Checked differences and their impact:
- Port differs: run9 used
18087, run10 used18082; this should not affect measured throughput. - run10 has explicit
restart_engine_after_early_stop=false; chat studies default to the same behavior. - run10 has explicit
completion_tokens_override=null; equivalent to run9's absent field. - run9
trial-0004search floor was0.00390625because it reused the incumbent for the same parallel-size group. run10trial-0004search floor was0.0because pureTP=4had not been tried. Both have the same high and probe budget; this does not explain the higher result.
No metric-code logic error was found in the audit. The result JSONs store raw
request rate, and the state computes per-GPU throughput by dividing by
TP*DP. For run10 TP4, 1.7716666667 / 4 = 0.4429166667.
Issues Found During The Test
Two harness bugs were found and fixed:
- Runtime refinement coupled larger
max-num-batched-tokenswithgpu-memory-utilization=0.95, which caused launch-time OOM. Fixed in commit5d96689. - The search-high stop guard incorrectly required no individual SLO failures at
a feasible high-edge probe. Fixed in commit
f653af0; feasibility already means the probe passed the configured pass-rate SLO.

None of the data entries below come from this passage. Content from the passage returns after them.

PR #35, opened 2023-09-06
Add mask_tensor util

JackTemaki:
Utility to create a boolean tensor mask on the tensors device based on sequence lengths.

### DIFF
--- a/i6_models/util/mask.py
+++ b/i6_models/util/mask.py
@@ -1,0 +1,16 @@
+import torch
+
+
+def mask_tensor(tensor: torch.Tensor, seq_len: torch.Tensor) -> torch.Tensor:
+    """
+    Create a "positive" mask for a tensor (boolean true means position is used)
+    on the same device as the tensor.
+
+    :param tensor: [B,T,....]
+    :param seq_len: [B]
+    :return: Mask of [B,T]
+    """
+    seq_len = seq_len.to(device=tensor.device)
+    r = torch.arange(tensor.shape[1], device=tensor.device)  # [T]
+    seq_mask = torch.less(r[None, :], seq_len[:, None])  # broadcast to [B,T]
+    return seq_mask


i6_models/util/mask.py
```diff
@@ -0,0 +1,16 @@
...
+def mask_tensor(tensor: torch.Tensor, seq_len: torch.Tensor) -> torch.Tensor:
+    """
+    Create a "positive" mask for a tensor (boolean true means position is used)
+    on the same device as the tensor.
+
+    :param tensor: [B,T,....]
+    :param seq_len: [B]
+    :return: Mask of [B,T]
+    """
+    seq_len = seq_len.to(device=tensor.device)
```
Atticus1806, line 13: I am not sure if this case should be made within this function.

SimBe195 (approved):

i6_models/util/mask.py
JackTemaki: The device handling? So completely removing tensor and having just a seq_len to mask function?

Atticus1806: you still need the tensor for the shape right? But I feel like this casting of the seq_len should be done beforehand (and at least in my setups usually already is done with the model call. So this might be redundant imho.

JackTemaki: You could do it without the tensor (using max(seq_len)), I think we can add this as a second function

JackTemaki: If seq_len is already on the device, this should have not more overhead than one integer comparison

Atticus1806: is this max then exportable? 
In general if the overhead is low I don't mind and we can leave it like this.

i6_models/util/mask.py
```diff
@@ -0,0 +1,16 @@
+import torch
+
+
+def mask_tensor(tensor: torch.Tensor, seq_len: torch.Tensor) -> torch.Tensor:
```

The queued product-8 trial-0006 and trial-0007 were stopped after the stop
guard fix and are not used in the convergence claim.
Conclusion
The 0.4429 result is being compared under the same workload, SLO, search
range, and metric definition as the previous 0.2025 result. The reason it is
higher is that no-harness run9 did not evaluate pure TP=4; the harness guided
the search from the TTFT/prefill bottleneck to adjacent TP validation and found
that topology by iter 4.
Because TP4 nearly saturates the configured search.high, a follow-up run with
a higher search.high is needed to measure the absolute ceiling. That follow-up
is separate from the current convergence comparison.